Un roman en forme de puzzle

Jean-Sébastien PONCELET, La tendresse des séquoias, Neufchâteau, Weyrich, coll. « Plumes du Coq »,2016, 508 p., 20 €

ponceletAvez-vous déjà senti, respiré la force et la douceur d’un arbre que vous étreigniez, avec la certitude d’être à votre juste place dans le monde ?

C’est sur le souvenir ineffaçable de ce moment presque mystique que s’ouvre – et s’achève – le roman de Jean-Sébastien Poncelet La tendresse des séquoias.

Ne vous y trompez pas : entre ces instants suspendus, d’une intime plénitude, d’une mystérieuse communion, l’auteur vous emmène insensiblement par des chemins tortueux, cernés d’ombres inquiétantes.

Le cadre : Bruxelles.

Les personnages principaux : Charles Letellier, critique d’art redoutable, expert en pamphlets au vitriol, qui n’hésite pas à pulvériser un talent, s’il risque de porter ombrage à ceux qu’il soutient et défend depuis longtemps. Doublé d’un homme d’affaires sans scrupules, voire d’un escroc de haut vol.

Sa fille Laura, adolescente brillante, insolente, réfractaire à toute autorité, qui ne trouve sa place ni au lycée ni dans le luxueux nid d’aigle où elle vit, à contrecœur, avec ses parents. S’échappant dès que possible pour rejoindre sa grand-mère, son unique confidente et tendre refuge.

Le journaliste Maxime Peeters, qui a choisi par conviction un métier qu’il savait depuis le début extrêmement exigeant, et que son rédacteur en chef vient de charger d’une enquête insolite.
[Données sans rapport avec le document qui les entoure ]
PR #2505, opened 2026-06-17
SY-4379: Migrate Schemas to Defaults and Single Optionality

emilbon99:
# Issue Pull Request

## Linear Issue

J’ajouterai l’artiste suisse Felice Varini, même si nous ne le rencontrons pas, car ses œuvres très personnelles, à la fois ludiques et rigoureuses, semblent avoir inspiré les étranges motifs géométriques tracés à la peinture noire, en l’espace d’une nuit, sur les façades d’une cinquantaine de maisons, dans un quartier tranquille de Watermael-Boitsfort qui n’avait jamais connu pareille agression.

Pur vandalisme ? Volonté de transmettre un message caché au creux de cette immense floraison de tags énigmatiques, ce gigantesque puzzle qui, pense Maxime, envoyé sur les lieux, serait déchiffrable à partir d’un endroit précis, qu’il importe d’identifier.

Nous le suivons, attentif et tenace, dans ses recherches, ses investigations, ses réflexions, stimulées par les intuitions précieuses de son inséparable compagne Marie. (« Ils étaient chacun l’âme de l’autre. Comment vivre sans âme ? ») Apprenons, à travers mille péripéties, à connaître les protagonistes, leur passé parfois tourmenté, leurs attentes, leurs épreuves – dont, pour l’un, une vertigineuse descente aux enfers.

Jean-Sébastien Poncelet déroule ses intrigues, souvent complexes, avec le plaisir de conter, de surprendre, de tenir en haleine, mais aussi le goût des descriptions minutieuses, une gourmandise des détails allongeant le voyage qui, resserré, eût gagné en force et en densité.